Being a fairly left-wing country there is a lot of regulation in the market place so of course you can pretty much always earn more overseas and once overseas the state cannot garnish your wages to get your student loan repayment.

The system has some fairly bad holes in it. For example, people who are being funded for Uni by they employer, like I was pre-accident, to study can take the cash for tuition fees from their employer, invest it and then take out an interest free student loan to pay their tuition fees. At the completion of study they then pay off the loan with the invested funds and pocket the interest – compliments of the taxpayer. Only students with cash coming from somewhere can do that as your student loan gets paid straight to the education provider apparently a lot of students with wealthy parents do this too.

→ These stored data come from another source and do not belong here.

PR #25804, opened 2024-12-10
refactor: use full index name in logs

ChrisKujawa:
## Description

The error logs, did not reflect the actual name of the indices. This was quite confusing when reading and debugging.


EuroLew (approved):
LGTM

Issue #25795, opened 2024-12-10
gRPC gateway need to supports BASIC AUTH


nicpuppa:
See [discussion](https://camunda.slack.com/archives/C06UYJMMETZ/p1733503270899139)

PR #25815, opened 2024-12-10
Use username if userKey is not available to retrieve user data

### LINKED ISSUE #25715: Add username as claim in the gRPC gateway

nicpuppa:
## Description

Not all the command might contains the user key.
In the gRPC gateway we are not able to retrieve the user key information, we use the user's username to fetch the persisted record.

In the gRPC gateway we already decode the user claims and put them into the token that the gateway send to the broker,
within this user claim the is also the username.

I created a separate issue to support basic auth also in the gRPC gateway https://github.com/camunda/camunda/issues/25795

## Related issues

related to https://github.com/camunda/camunda/issues/25719


zeebe/engine/src/main/java/io/camunda/zeebe/engine/processing/identity/AuthorizationCheckBehavior.java
```diff
@@ -216,16 +214,15 @@ public List<String> getAuthorizedTenantIds(final TypedRecord<?> command) {
...
         .map(
-            key ->
-                userState
-                    .getUser(key)
-                    .map(PersistedUser::getTenantIdsList)
-                    .orElse(authorizedTenantIds))
+            user -> {
+              final List<String> tenantIds = user.getTenantIdsList();
+              // Use default tenant IDs if user's tenant list is empty
+              return tenantIds.isEmpty() ? authorizedTenantIds : tenantIds;
```
nicpuppa, line 224: 💭 I'm not sure about this. This bug came up while testing the resolve incident gRPC endpoint. The incident record by default has the default tenant, I'm assuming in this scenario if the user doesn't have any tenant it is ok to return the default one

nicpuppa:
Let's wait for some feedback about using ES in the gateway

koevskinikola:
@nicpuppa should we convert this to a draft PR until the spike about ES in the gateway is done, and we know more on how we proceed?

PR #25828, opened 2024-12-10
Fix flaky metric tests with gauge

EuroLew:
## Description

Fix the flaky `Finishedimporting.shouldMarkImporterCompletedViaMetricsAsWell` test

### DIFF
--- a/operate/importer/src/main/java/io/camunda/operate/zeebeimport/ImportPositionHolder.java
+++ b/operate/importer/src/main/java/io/camunda/operate/zeebeimport/ImportPositionHolder.java
@@ -18,7 +18,6 @@ import java.time.temporal.ChronoUnit;
 import java.util.HashMap;
 import java.util.Map;
 import java.util.concurrent.CompletableFuture;
-import java.util.concurrent.ConcurrentHashMap;
 import java.util.concurrent.ScheduledFuture;
 import java.util.concurrent.locks.ReentrantLock;
 import org.slf4j.Logger;
@@ -43,8 +42,7 @@ public class ImportPositionHolder {
       new HashMap<>();
   private final Map<String, ImportPositionEntity> inflightImportPositions = new HashMap<>();
   private final Map<String, ImportPositionEntity> inflightPostImportPositions = new HashMap<>();
-  private final ConcurrentHashMap<String, Boolean> mostRecentProcessedImportPositions =
-      new ConcurrentHashMap<>();
+  private final Map<String, Boolean> mostRecentProcessedImportPositions = new HashMap<>();
 
   private ScheduledFuture<?> scheduledImportPositionUpdateTask;
   private final ReentrantLock inflightImportPositionLock = new ReentrantLock();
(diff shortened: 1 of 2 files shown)


operate/importer/src/main/java/io/camunda/operate/zeebeimport/ImportPositionHolder.java
```diff
@@ -127,18 +128,9 @@ public void recordLatestLoadedPosition(final ImportPositionEntity lastProcessedP
           // update only import fields (not post import)
           final String key = getKey(aliasName, partition);
           ImportPositionEntity importPosition = inflightImportPositions.get(key);
+          registerRecordReaderCompletedGauge(partition, aliasName);
```
ChrisKujawa, line 131: ❓ Why we register this multiple times?

operate/importer/src/main/java/io/camunda/operate/zeebeimport/ImportPositionHolder.java
```diff
@@ -43,7 +43,8 @@ public class ImportPositionHolder {
       new HashMap<>();
   private final Map<String, ImportPositionEntity> inflightImportPositions = new HashMap<>();
   private final Map<String, ImportPositionEntity> inflightPostImportPositions = new HashMap<>();
-  private final Map<String, Gauge> importPositionCompletedGauges = new HashMap<>();
+  private final ConcurrentHashMap<String, Boolean> mostRecentProcessedImportPositions =
```
ChrisKujawa, line 46: ❓ Wondering about this, as this would mean that the other maps are also not safe?!

ChrisKujawa, line 46: ❓ Wondering about this, as this would mean that the other maps are also not safe?!

operate/importer/src/main/java/io/camunda/operate/zeebeimport/ImportPositionHolder.java
ChrisKujawa: What i mean is that we register it now everytime we come into the method 🤔 before it was enough to just do it once the first time.

operate/importer/src/main/java/io/camunda/operate/zeebeimport/ImportPositionHolder.java
ChrisKujawa: Was this now the issue or the other fix? 😃

ChrisKujawa (approved):
Thanks Euro.

Would be good if we can clarif what the actual fix was see my comments and maybe we can remove the concurrent hash map thing? 

If we did this i think we can merge it

operate/importer/src/main/java/io/camunda/operate/zeebeimport/ImportPositionHolder.java
EuroLew: This is an artifact from a prior solution I tried doesn't need to be this way I'll make it a normal map

ChrisKujawa:
@EuroLew I think we have the same issue on tasklist

PR #25832, opened 2024-12-10
feat: OutlierAnalysisServiceTest branch

KarpovIvan:
## Description

task: [24657](https://github.com/camunda/camunda/issues/24657)

## Checklist

- [ ] for CI changes:

## Related issues

closes #

### DIFF
--- a/optimize/backend/src/test/java/io/camunda/optimize/service/OutlierAnalysisServiceTest.java
+++ b/optimize/backend/src/test/java/io/camunda/optimize/service/OutlierAnalysisServiceTest.java
@@ -1,0 +1,113 @@
+/*
+ * Copyright Camunda Services GmbH and/or licensed to Camunda Services GmbH under
+ * one or more contributor license agreements. See the NOTICE file distributed
+ * with this work for additional information regarding copyright ownership.
+ * Licensed under the Camunda License 1.0. You may not use this file
+ * except in compliance with the Camunda License 1.0.
+ */
+package io.camunda.optimize.service;
+
+import static org.assertj.core.api.AssertionsForClassTypes.assertThat;
+import static org.assertj.core.api.AssertionsForClassTypes.assertThatThrownBy;
+import static org.mockito.Mockito.mock;
+import static org.mockito.Mockito.when;
+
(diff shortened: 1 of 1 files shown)


optimize/backend/src/test/java/io/camunda/optimize/service/OutlierAnalysisServiceTest.java
```diff
@@ -0,0 +1,113 @@
...
+import org.junit.jupiter.api.Test;
+
+public class OutlierAnalysisServiceTest {
+  private final DataSourceDefinitionAuthorizationService definitionAuthorizationService =
+      mock(DataSourceDefinitionAuthorizationService.class);
+  private final DurationOutliersReader outliersReader = mock(DurationOutliersReader.class);
+  private final OutlierAnalysisService outlierAnalysisService =
+      new OutlierAnalysisService(definitionAuthorizationService, outliersReader);
+
+  @Test
```
RomanJRW, line 36: The selection of tests here seems somewhat random. As an alternative, I would suggest:

- One parameterized test checking for when authorization passes. This should be parameterized with the different public methods of this class. The assertions should check that the parameter is sent to the corresponding `outliersReader` method. This means that the forwarded request must also be parameterized
- Another parameterized test checking for when authorization is missing. In this case, the method under test can be a parameter, but the assertion is always the same regardless

RomanJRW (changes requested):

optimize/backend/src/test/java/io/camunda/optimize/service/OutlierAnalysisServiceTest.java
KarpovIvan: @RomanJRW parameterized test will be bad solution here, because we have four different methods  with for 3 different models and with generic types. will be more clear create private method with deduplicating solution

KarpovIvan: fixed

RomanJRW (approved):
This provides a base layer of test coverage for the class in question. We will proceed with merging and allow priority to shift to other topics

PR #25840, opened 2024-12-10
New E2E Operate PI Migration test

### LINKED ISSUE #25807: ProcessInstanceMigration Operation test must use Operate REST API instead of direct call to Zeebe
## Description

When migrating the Operate IT and E2E we realized that several tests related to Process Instance migration were failing. Mostly related to the Operate Operations coupled to that.

First, we expected to be a result of not yet having https://github.com/camunda/camunda/issues/24084 implemented. But later we realized there might be an issue with (race condition?) when writing Operate BatchOperations and Exporter updating such.

Related thread
https://camunda.slack.com/archives/C06F0GLJNFM/p1733826665980999?thread_ts=1733471637.652659&cid=C06F0GLJNFM

ChrisKujawa:
## Description

This PR introduces two new acceptance tests for operates batch operation engine:

* migrate process instances 
* cancel process instances

## Related issues

closes https://github.com/camunda/camunda/issues/25807

### DIFF
--- a/qa/acceptance-tests/src/test/java/io/camunda/it/util/TestHelper.java
+++ b/qa/acceptance-tests/src/test/java/io/camunda/it/util/TestHelper.java
@@ -391,9 +391,8 @@ public final class TestHelper {
                 assertThat(batch.getOperationsTotalCount()).isEqualTo(expectedItems);
               } catch (final ProblemException e) {
                 if (e.code() == 404) {
-                  // If the batch operation is not found, it means it has been completed or failed.
-                  // We can ignore this exception and let the test fail later when checking the
-                  // status.
+                  // In the case where it could not be found in the db, we can ignore it.
+                  // When we start this await, it will always not be there.
                   return;
                 }
 
--- a/qa/acceptance-tests/src/test/java/io/camunda/it/util/TestHelper.java
+++ b/qa/acceptance-tests/src/test/java/io/camunda/it/util/TestHelper.java
@@ -24,6 +24,7 @@ import io.camunda.client.api.search.filter.ElementInstanceFilter;
 import io.camunda.client.api.search.filter.IncidentFilter;
 import io.camunda.client.api.search.filter.ProcessDefinitionFilter;
 import io.camunda.client.api.search.filter.ProcessInstanceFilter;
+import io.camunda.client.api.search.response.ProcessInstance;
 import io.camunda.client.api.search.response.SearchResponse;
 import io.camunda.zeebe.model.bpmn.BpmnModelInstance;
 import java.time.Duration;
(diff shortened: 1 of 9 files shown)


qa/integration-tests/src/test/java/io/camunda/it/operate/OperateProcessInstanceMigrationIT.java
```diff
@@ -0,0 +1,243 @@
...
+    final var authorizationsUtil =
+        new AuthorizationsUtil(
+            testStandaloneCamunda, testStandaloneCamunda.getElasticSearchHostAddress());
+    final var defaultClient = authorizationsUtil.getDefaultClient();
+    // create super user that can read all process definitions
+    final var superZeebeClient =
+        authorizationsUtil.createUserAndClient(
+            SUPER_USER, "password", new Permissions(BATCH, UPDATE, List.of("*")));
+    superOperateClient = testStandaloneCamunda.newOperateClient(SUPER_USER, "password");
+  }
```
ChrisKujawa, line 69: @houssain-barouni I saw that you introduce this recently for another test, I thought I need this as well as the endpoint I want to query is annotated 

```

  @PreAuthorize("hasPermission('write')")
```



but not sure anymore (I don't feel it helps :D ) Can you quickly confirm I'm on the right track? 🙏🏼

qa/acceptance-tests/src/test/java/io/camunda/it/util/TestHelper.java
```diff
@@ -379,14 +381,24 @@ public static void waitForBatchOperationWithCorrectTotalCount(
...
-              assertThat(batch).isNotNull();
-              assertThat(batch.getOperationsTotalCount()).isEqualTo(expectedItems);
+              try {
+                final var batch =
+                    camundaClient.newBatchOperationGetRequest(batchOperationKey).send().join();
+                assertThat(batch).isNotNull();
+                assertThat(batch.getOperationsTotalCount()).isEqualTo(expectedItems);
+              } catch (final ProblemException e) {
+                if (e.code() == 404) {
+                  // If the batch operation is not found, it means it has been completed or failed.
```
stoerti: ❓ Doesn't that just mean, that the operation is not yet available in the ES index?

🔧  Might this me more readable?
```
.ignoreExceptionsMatching(
    e ->
        e instanceof ProblemException
        && ((ProblemException) e).code() == 404) // Ignore 404 errors

```

stoerti (commented):
LGTM 👍 

We might add also one test where we execute a batch operation not supported by the Zeebe engine (e.g. `ADD_VARIABLE`). But before we need https://github.com/camunda/camunda/pull/36068 to fix enum issues there.

mustafadagher (approved):

qa/acceptance-tests/src/test/java/io/camunda/it/util/TestHelper.java
p-wunderlich: Fixed the comment. But the ignoreExceptionsMatching pattern doesn't work, I don't know why ... hi simply does NOT ignore the exception then ... So I keep the old impl there.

As if this situation were not bad enough, organizations like New Zealand University Students Association (NZUSA), quoted below whinging about the level of pay rates in New Zealand , typically also whinge that education is not “free” anymore like it used to be when the politicians went to Uni! They argue that being educated to tertiary level benefits society so therefore society should pay for all of it (and have much higher wages).

New Zealand is crazy.

Madeleine and her husband Matt write at MandM blog.